En mai 2022, presque une année après la signature du protocole d’accord, la Mauritanie et CWP signent cette fois un accord-cadre pour AMAN. On note que le projet comprendra une capacité éolienne de 18 GW et une capacité solaire de 12 GW.
Projet Nour de Chariot, rejoint plus tard par Total Eren
En septembre 2021, le gouvernement mauritanien s’associe cette fois à la société Chariot, en signant un protocole d’accord pour le développement de son potentiel d’hydrogène vert, à travers le « Projet Nour », d’une puissance maximale de 10 GW et situé dans le nord du pays.
À la suite de l’accord sur le projet Nour, Chariot a signé en avril 2022 un protocole d’accord avec le port de Rotterdam.
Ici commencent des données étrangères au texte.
PR #18425, opened 2021-03-31
directories.0.3

zapashcanon:
Hi,

This release is just because we dropped the dependency on ctypes-foreign (we now use only ctyps.stubs).


zapashcanon:
I don't understand what happens with flambda and centos-8 but everything else seems OK.

kit-ty-kate:
Apart from that all seems good. Thanks!

zapashcanon:
Thanks ! I'll upstream things and update the dune version.

PR #18432, opened 2021-04-01
Add coq-of-ocaml version 2.5.0

clarus:
Add the version 2.5.0 of `coq-of-ocaml`.


kit-ty-kate:

clarus:
OK thanks, I have not seen that I missed the `dune` dependency. I did the back-port. A pull-request to precise the dune version: https://github.com/ocaml/opam-repository/pull/18437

Un partenariat qui constitue une première étape dans la mise en place de chaînes d’approvisionnement permettant la vente d’hydrogène vert et de ses produits dérivés, notamment l’ammoniac en Europe. À noter que Chariot s’est entre temps associé à Total Eren pour codévelopper le projet.
Le gouvernement mauritanien signe un nouvel accord sur l’hydrogène vert, avec un projet de 38 milliards $
Le 8 mars dernier, la Mauritanie a renforcé davantage sa position dans le secteur de l’hydrogène vert en signant un accord avec Infinity Power Holding et Conjuncta GmbH pour développer une nouvelle usine qui devrait produire jusqu’à 8 millions de tonnes d’hydrogène vert par an
L’usine qui sera située au nord-est de Nouakchott, pourra atteindre une capacité d’électrolyse de 10 GW. La première phase de la centrale, d’une puissance de 400 MW, devrait être opérationnelle d’ici 2028. Le projet dans son ensemble est estimé à 38 milliards $.
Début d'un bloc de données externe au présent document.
PR #18440, opened 2021-04-03
malfunction 0.3 is not compatible with omd 2.0

anton-trunov:
I see the following compilation error with omd 2.0.0~alpha1
```
File "test/test.ml", line 160, characters 11-29:
160 |   let open Omd_representation in
                 ^^^^^^^^^^^^^^^^^^
Error: Unbound module Omd_representation
```


mseri:
Thanks!

anton-trunov:
Thanks for fixing it -- I totally forgot about the tilda :)

mseri:
This should make also the linter happy given that we are there

Issue #17185, opened 2020-09-12
Version not set correctly in "lwt" version 4.2.1 (required by stog)


fccm:
While trying to install "stog" with opam I got an error at configure time with stog checking which version of lwt.unix is available:
```
eval $(opam env --switch 4.06.0 --set-switch)
opam install stog.0.18.0-1
# checking for lwt.unix... Package lwt.unix found with version dev, but wanted >= 2.5
```
Indeed in `~/.opam/4.06.0/lib/lwt/META` there is:
```
version = "dev"
```
When I edit this `META` file to set a correct version:
```
version = "4.2.1"
```
(and same for `package "unix"` sub-section)
Then when I run `opam install stog.0.18.0-1` the install proceeds correctly as expected.

A patch for the package `lwt.4.2.1` is required to install `stog` correctly.

mseri:
Can you send a PR, copying `lwt.4.2.1` into `lwt.4.2.1-1` and adding the required patch?

fccm:
Yes, sure!
I expected to do so when I have a moment.

Why creating a new package version? I thought in opam we fix existing packages without renaming it.

mseri:
We are trying to have patch versions when the change involves patches or functional modifications. We try to modify in place only if we need to fix the metadata (constraints, urls, maintainer names, ...).

PR #18455, opened 2021-04-06
Remove all unnecessary name and version fields

kit-ty-kate:
I checked and this does not make opam rebuild any installed packages, so this change should be painless for users.


mseri:
There was some reason for which `lwt` actually needed the version field in the past. There should be a discussion about it somewhere

mseri:
Do you know why this funny failure?
```
2021-04-06 13:53.14: Job failed: "Assert_failure src/repository/opamDownload.ml:139:2"
```

avsm:
That line is 
```
  assert (url.OpamUrl.backend = `http);
```

in opam trunk -- looks like a real bug as it should never be triggered in opam 2.1 (cc @altgr @rjbou @dra27)

rjbou:
Is it reproducible ?

dra27:
opam-repo-ci is calling `OpamDownload.download` with the source URL which isn't guaranteed to be downloadable (see [here](https://github.com/ocurrent/opam-repo-ci/blob/8bedf7791d5fe8daff526211a7cd557fa480684d/lib/lint.ml#L93)). Various of the `camltc` packages have git URLs.

It would be easier to do be doing the equivalent of `opam source` here I think (I can't remember the API). The only change is opam is that arguably (pun intended) it should be an `Invalid_arg` not an `assert`.

kit-ty-kate:
I tried to use the API used by opam source on Sunday, however this is inside the opam-client library which is currently incompatible with opam-repo-ci due to its transitive dependency on extlib (extlib < 1.7.8 and base64 cannot be used in the same project)

dra27:
Is there any reason not to shell out to `opam source` directly? The API's not providing much benefit here - the download job shells out to curl (or git!) and the extract job shells out to tar.

rjbou:
issue opened in opam-repo-ci bugtracker, better continue the discussion there

dra27:
The issue in lwt.4.2.0 and lwt.4.2.1 is with the sources themselves. Dune looks at the opam files _in the source distribution_ as the primary source of a packages version (although cf. https://github.com/ocaml/dune/issues/4457) which is what was wrong in #17185. The opam file from the repository (or, in general, the one opam used to determine what to do to build and install the package) is not directly available to the build, although in opam 2.1 the `opamfile` package variable contains its location (cf. https://github.com/ocaml/opam/pull/4402).

`name` and `version` in an opam repository are unnecessary - indeed, they're confusing because they're ignored by opam (they're always determined from the directory in which the `opam` file was found).

Having removed these unnecessary fields, do we have issues/PRs open for linting to keep them removed?

kit-ty-kate:
> Having removed these unnecessary fields, do we have issues/PRs open for linting to keep them removed?

This is already in opam-repo-ci since https://github.com/ocurrent/opam-repo-ci/pull/70

mseri:
> `name` and `version` in an opam repository are unnecessary - indeed, they're confusing because they're ignored by opam (they're always determined from the directory in which the `opam` file was found).

Then I think we should go on and merge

Acier vert et autres partenariats dans le domaine de l’hydrogène
Dans le sillage des partenariats énergétiques de l’État mauritanien, la Société Nationale Industrielle et minière (SNIM) du pays a signé avec ArcelorMittal un protocole d’accord pour évaluer l’opportunité de développer conjointement une usine de granulation et une usine de production de minerai de fer préréduit (IRD).
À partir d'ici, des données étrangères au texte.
PR #18465, opened 2021-04-07
[new release] http-cookie (3.0.0)

bikallem:
HTTP cookie library for OCaml

- Project page: <a href="https://github.com/lemaetech/http-cookie">https://github.com/lemaetech/http-cookie</a>

##### CHANGES:

- Backwards incompatible change: remove `base-unix` dependency. Uses own `date_time` instead of `Unix.tm`.

### DIFF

Ce projet devrait tirer parti du potentiel de la Mauritanie en matière de production d’électricité renouvelable et d’hydrogène vert. L’IRD produit à l’aide d’hydrogène vert et le fer produit par la SNIM seront importants pour la transition de l’industrie sidérurgique vers le zéro net.
Retombées économiques et sociales pour la Mauritanie
Prenant en considération uniquement le projet de CWP et celui du consortium Infinity- Conjuncta, les investissements devraient atteindre les 78 milliards $. C’est environ 8 fois le PIB de la Mauritanie en 2021, qui s’élevait à environ 10 milliards $ selon la Banque mondiale.
Pour sa part, le projet AMAN de CWP pourrait, selon l’entreprise, accroître le PIB du pays de 40 à 50 % d’ici 2030, et de 50 à 60 % à partir de 2035, tout en stimulant l’emploi dans l’industrie de 23 % et en réduisant le chômage national total de près d’un tiers d’ici 2035.
AMAN fournira également de l’électricité bon marché ainsi que plus de 50 millions de m3 d’eau douce aux communautés locales et à l’agriculture, obtenue par dessalement de l’eau de mer. En outre, un projet pilote permettra de fournir 60 bus de transport à hydrogène à usage public.
Il va sans dire que ces investissements vont bousculer la situation économique du pays, qui se caractérise actuellement par une dépendance au secteur extractif, notamment minier. Ce dernier représentait environ 21,8 % du PIB, 28,7 % des recettes budgétaires, 72,8 % des exportations, mais seulement moins de 1 % de l’emploi, selon le rapport ITIE 2021.